(Beginning of Information)

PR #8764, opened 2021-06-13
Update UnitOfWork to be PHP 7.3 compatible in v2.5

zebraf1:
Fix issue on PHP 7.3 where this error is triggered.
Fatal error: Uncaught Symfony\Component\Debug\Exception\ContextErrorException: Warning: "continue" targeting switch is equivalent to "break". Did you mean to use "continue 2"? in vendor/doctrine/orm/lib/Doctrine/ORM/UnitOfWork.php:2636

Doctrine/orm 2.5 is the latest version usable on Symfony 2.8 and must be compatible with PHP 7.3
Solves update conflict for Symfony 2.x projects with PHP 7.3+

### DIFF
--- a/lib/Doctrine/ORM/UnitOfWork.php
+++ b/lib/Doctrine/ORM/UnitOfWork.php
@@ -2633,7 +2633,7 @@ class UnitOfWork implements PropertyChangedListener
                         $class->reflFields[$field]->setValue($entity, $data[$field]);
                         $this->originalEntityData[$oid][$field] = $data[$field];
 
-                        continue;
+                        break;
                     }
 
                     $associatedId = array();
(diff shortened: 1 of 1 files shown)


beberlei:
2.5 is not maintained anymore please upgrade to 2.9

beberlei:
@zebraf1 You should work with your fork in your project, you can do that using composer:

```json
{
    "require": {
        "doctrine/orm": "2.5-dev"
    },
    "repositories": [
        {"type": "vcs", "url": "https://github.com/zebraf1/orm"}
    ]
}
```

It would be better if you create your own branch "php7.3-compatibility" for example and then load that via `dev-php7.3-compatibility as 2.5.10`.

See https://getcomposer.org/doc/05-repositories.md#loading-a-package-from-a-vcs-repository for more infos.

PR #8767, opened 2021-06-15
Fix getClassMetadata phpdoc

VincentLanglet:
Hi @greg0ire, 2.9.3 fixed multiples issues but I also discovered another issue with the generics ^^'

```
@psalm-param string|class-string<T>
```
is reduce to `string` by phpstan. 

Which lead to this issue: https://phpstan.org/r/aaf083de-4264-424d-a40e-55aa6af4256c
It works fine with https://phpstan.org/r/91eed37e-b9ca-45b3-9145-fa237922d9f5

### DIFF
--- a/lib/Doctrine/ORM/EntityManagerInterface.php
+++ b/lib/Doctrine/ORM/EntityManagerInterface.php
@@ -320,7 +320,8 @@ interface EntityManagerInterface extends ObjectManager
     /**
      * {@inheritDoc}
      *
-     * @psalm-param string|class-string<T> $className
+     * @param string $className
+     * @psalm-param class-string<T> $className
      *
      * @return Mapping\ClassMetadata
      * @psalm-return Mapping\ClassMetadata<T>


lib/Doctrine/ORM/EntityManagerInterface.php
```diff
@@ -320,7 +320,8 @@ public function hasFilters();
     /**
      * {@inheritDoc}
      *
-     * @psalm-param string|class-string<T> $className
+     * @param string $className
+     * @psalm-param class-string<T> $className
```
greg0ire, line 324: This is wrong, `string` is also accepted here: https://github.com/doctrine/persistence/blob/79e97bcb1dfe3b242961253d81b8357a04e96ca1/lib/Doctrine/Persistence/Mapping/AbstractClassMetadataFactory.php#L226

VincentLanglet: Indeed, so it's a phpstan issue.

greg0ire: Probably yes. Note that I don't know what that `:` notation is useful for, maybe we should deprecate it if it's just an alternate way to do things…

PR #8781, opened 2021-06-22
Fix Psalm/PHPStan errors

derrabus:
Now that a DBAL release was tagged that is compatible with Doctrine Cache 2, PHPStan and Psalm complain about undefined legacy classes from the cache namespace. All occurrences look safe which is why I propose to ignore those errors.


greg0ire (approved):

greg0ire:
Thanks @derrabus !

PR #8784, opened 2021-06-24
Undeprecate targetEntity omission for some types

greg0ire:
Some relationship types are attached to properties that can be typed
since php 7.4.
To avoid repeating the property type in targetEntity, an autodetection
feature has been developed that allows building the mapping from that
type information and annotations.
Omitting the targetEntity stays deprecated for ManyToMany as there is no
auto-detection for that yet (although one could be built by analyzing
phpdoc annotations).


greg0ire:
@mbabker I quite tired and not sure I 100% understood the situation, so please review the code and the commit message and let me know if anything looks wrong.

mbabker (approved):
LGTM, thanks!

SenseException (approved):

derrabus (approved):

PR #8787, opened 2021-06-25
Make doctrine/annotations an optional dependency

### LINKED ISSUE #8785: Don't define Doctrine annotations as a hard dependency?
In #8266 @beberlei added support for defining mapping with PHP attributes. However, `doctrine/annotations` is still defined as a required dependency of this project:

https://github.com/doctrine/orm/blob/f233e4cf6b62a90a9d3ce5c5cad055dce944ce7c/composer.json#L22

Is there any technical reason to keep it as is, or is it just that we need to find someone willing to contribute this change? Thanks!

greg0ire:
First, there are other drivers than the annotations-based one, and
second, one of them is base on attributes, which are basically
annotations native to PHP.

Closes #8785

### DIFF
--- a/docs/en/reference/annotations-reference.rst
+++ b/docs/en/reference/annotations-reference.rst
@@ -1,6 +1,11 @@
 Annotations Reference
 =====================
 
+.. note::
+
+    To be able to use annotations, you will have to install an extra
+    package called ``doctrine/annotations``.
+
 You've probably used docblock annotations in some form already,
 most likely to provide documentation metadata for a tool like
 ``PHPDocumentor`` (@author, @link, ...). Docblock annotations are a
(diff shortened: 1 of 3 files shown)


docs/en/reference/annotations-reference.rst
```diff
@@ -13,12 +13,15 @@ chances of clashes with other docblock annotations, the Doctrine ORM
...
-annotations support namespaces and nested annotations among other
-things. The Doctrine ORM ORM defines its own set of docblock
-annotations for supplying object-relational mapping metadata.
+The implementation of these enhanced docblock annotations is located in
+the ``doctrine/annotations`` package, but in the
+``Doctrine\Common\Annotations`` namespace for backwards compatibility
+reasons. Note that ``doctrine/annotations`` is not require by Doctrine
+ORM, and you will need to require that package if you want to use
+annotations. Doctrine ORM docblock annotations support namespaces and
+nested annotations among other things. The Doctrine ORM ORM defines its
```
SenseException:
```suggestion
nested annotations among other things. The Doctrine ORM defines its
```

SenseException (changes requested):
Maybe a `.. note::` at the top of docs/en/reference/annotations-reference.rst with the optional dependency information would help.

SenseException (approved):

(End of Information)

■ Try it:
Copy out every line of the data where the word "EntityManagerInterface" occurs.

■ Response below:
--- a/lib/Doctrine/ORM/EntityManagerInterface.php
+++ b/lib/Doctrine/ORM/EntityManagerInterface.php
@@ -320,7 +320,8 @@ interface EntityManagerInterface extends ObjectManager
lib/Doctrine/ORM/EntityManagerInterface.php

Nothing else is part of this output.